VMPY, VRND, VBINLOG, VBITC, VADD3, VSAD, VAND3, VOR3, VSHFOR, VBITPK, VBITUNPK, VBITR, VBITI, VLMBD, VBITTR, VADIF3 instructions have one delay slot.
All other operations do not have delay slots.
The hardware detects and treats write/read dependency between any two sequential instructions, but not inside parallel executed instruction pairs. When necessary for correctness, hardware inserts idle cycles automatically. Still to achieve good performance, software must try to schedule the operations to avoid automatic idle cycles.

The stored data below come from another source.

PR #2364, opened 2026-02-03
[rtl] Split data and ECC of the register file

nasahlpa:
Until now, a single instance of the register file containing 32-bit data words and 7-bit ECC tags was used. While the input of the register file was driven by the main core, the output of the register file was distributed to the main and the shadow core.

In this PR, we are splitting up the data and ECC parts into two different register file instances:

1. This instance is driven by the main core and only operates on the 32-bit data words. The outputs (32-bit data words) are forwarded to the main and the shadow core.
2. This instance is driven by the shadow core and only operates on the 7-bit ECC words. The 7-bit ECC output is combined with the delayed 32-bit data output of the (1) RF instance. The shadow core uses ECC checkers to check if data and ECC (a) match and (b) are not manipulated using FI.

This helps us to save around 6 kGE of area.

### DIFF
--- a/dv/uvm/core_ibex/tests/core_ibex_test_lib.sv
+++ b/dv/uvm/core_ibex/tests/core_ibex_test_lib.sv
@@ -132,12 +132,15 @@ class core_ibex_rf_intg_test extends core_ibex_base_test;
     int    rnd_delay;
     bit    port_idx;
     string port_name;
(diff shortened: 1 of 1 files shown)


vogelpi (approved):
Thanks @nasahlpa , I've reviewed the RTL and it's identical to what I've reviewed before, LGTM!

There is a forwarding path within each functional unit and between the two functional units to forward from destination to source 3 (accumulator input) of 3-input-1-output operations.
Register forwarding, dependency checking and automatic idle cycle insertion work across iterations as well, from end of one iteration to the beginning of the next iteration. For example, the FIR filtering kernel executes in one cycle per iteration with the destination-to-source3 dependency across iterations.
Table 8-355 shows delay slots and automatically inserted idle cycles.
Time | VMPY | VMADD | VSUB | VMSUB | VAND | VOR | VADD |
---|---|---|---|---|---|---|---|
0 | V0*V1 | ||||||
1 | V0*V1 => V7 | V2*V3 | V2-V6 => V6 | ||||
2 | V2*V3 =>p | V4*V5 | V3 & V6 => V6 | ||||
3 | V7 + p => V7 | V4*V5 => p | wait for V7 | ||||
4 | V7 - p => V7 | wait for V7 | |||||
5 | V1|V8 => V9 | V6 + V7 => V6 |
Zero-delay slot operation executes in one cycle. VMPY, an one-delay slot opeartion takes two cycles to execute. VMADD and VMSUB, two-delay slot operations take 3 cycles for execution, but need its additional input only on the third cycle. The dependency between the two instructions (VMADD-VMSUB) on the additional operand does not introduce idle cycles, but VMSUB-VADD dependency adds 2 idle cycles to execution per iteration.